1. **API Key Errors**: Ensure your OpenRouter API key is valid and has sufficient credits
2. **Import Errors**: Check that all dependencies are installed via `pip install -r requirements.txt`
3. **Empty Logprobs**: Some models may not return logprobs - check API documentation
4. **Memory Issues**: For large datasets, process in batches

### Model Compatibility

The framework requires models that support:
- Token-level log probabilities (logprobs)
- Top-k token extraction
- Deterministic reasoning (for evaluation)

### Expected Performance

Models that show strong entropy discrimination:
- GPT-4 and newer reasoning-optimized models
- Models with advanced post-training (RLHF, Constitutional AI)

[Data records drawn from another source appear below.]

PR #2444, opened 2021-03-29
Update sidebar with a button for Measures and Risk level items

VWSCoronaDashboard14:
The sidebar can now render a button styling for an item.
It introduces the `isButton` and `buttonVariant` properties to display them nicely on the screen. 

Default
Screenshot 2021-03-29 at 14 39 21

Top and bottom stacked on top of each other
Screenshot 2021-03-29 at 14 39 31

### DIFF
--- a/packages/app/src/components-styled/aside/menu.tsx
+++ b/packages/app/src/components-styled/aside/menu.tsx
@@ -11,6 +11,7 @@ import { Link } from '~/utils/link';
 import { Box } from '../base';
 import { Category } from './category';
 import { Title } from './title';
+import { asResponsiveArray } from '~/style/utils';
 
 type Url = UrlObject | string;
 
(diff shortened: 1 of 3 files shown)


packages/app/src/components-styled/aside/menu.tsx
```diff
@@ -87,11 +82,23 @@ export function MetricMenuItemLink({
   const isActive = isActivePath(router, href);
 
   return (
-    <MetricMenuItem>
-      <Link href={href} passHref>
-        <StyledLink isActive={isActive}>{content}</StyledLink>
-      </Link>
-    </MetricMenuItem>
+    <>
```
VWSCoronaDashboard4, line 85: Why not use a completely separate component `MetricMenuButton` and use it in the menu? Now this component get very crowded and hard to read.

When you edit the sidebar, it's much easier to read `MetricMenuButton` than `MetricMenuItemLink` and have to debug what combination of props make it behave like it does.

packages/app/src/components-styled/aside/menu.tsx
```diff
@@ -105,6 +112,41 @@ function isActivePath(router: NextRouter, href: Url) {
...
+const MetricMenuButton = styled.li<{
+  buttonVariant: buttonVariantType;
+  isActive?: boolean;
+}>((x) =>
+  css({
+    borderRadius: x.buttonVariant === 'default' ? 5 : undefined,
+    border: '1px solid',
+    borderColor: 'border',
+
+    borderTopLeftRadius: x.buttonVariant === 'top' ? 5 : undefined,
```
VWSCoronaDashboard4, line 136: If you'd wrap these components, you could use `first-child`/`last-child` ?

VWSCoronaDashboard4 (changes requested):

packages/app/src/components-styled/aside/menu.tsx
VWSCoronaDashboard14: I can't quite figure out an elegant way to do that, I've tried some different approaches.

Models with limited entropy discrimination:
- Base pretrained models
- Standard instruction-tuned models without reasoning optimization

## Citation

If this paper is accepted and you use this code in your research, please cite the accepted version.

## License

This code is provided for research purposes. Please see the paper for full details on the methodology and experimental setup.

## Reproducibility

This research code is provided as supplementary material for ICLR 2026 submission. The implementation follows the methodology described in the paper and is designed to enable full reproduction of our experimental results.

For questions about the methodology or implementation during the review process, please use the conference's review and discussion mechanisms.

## Acknowledgments

We thank the creators of the AIME and GPQA datasets for providing challenging reasoning benchmarks that enable this research.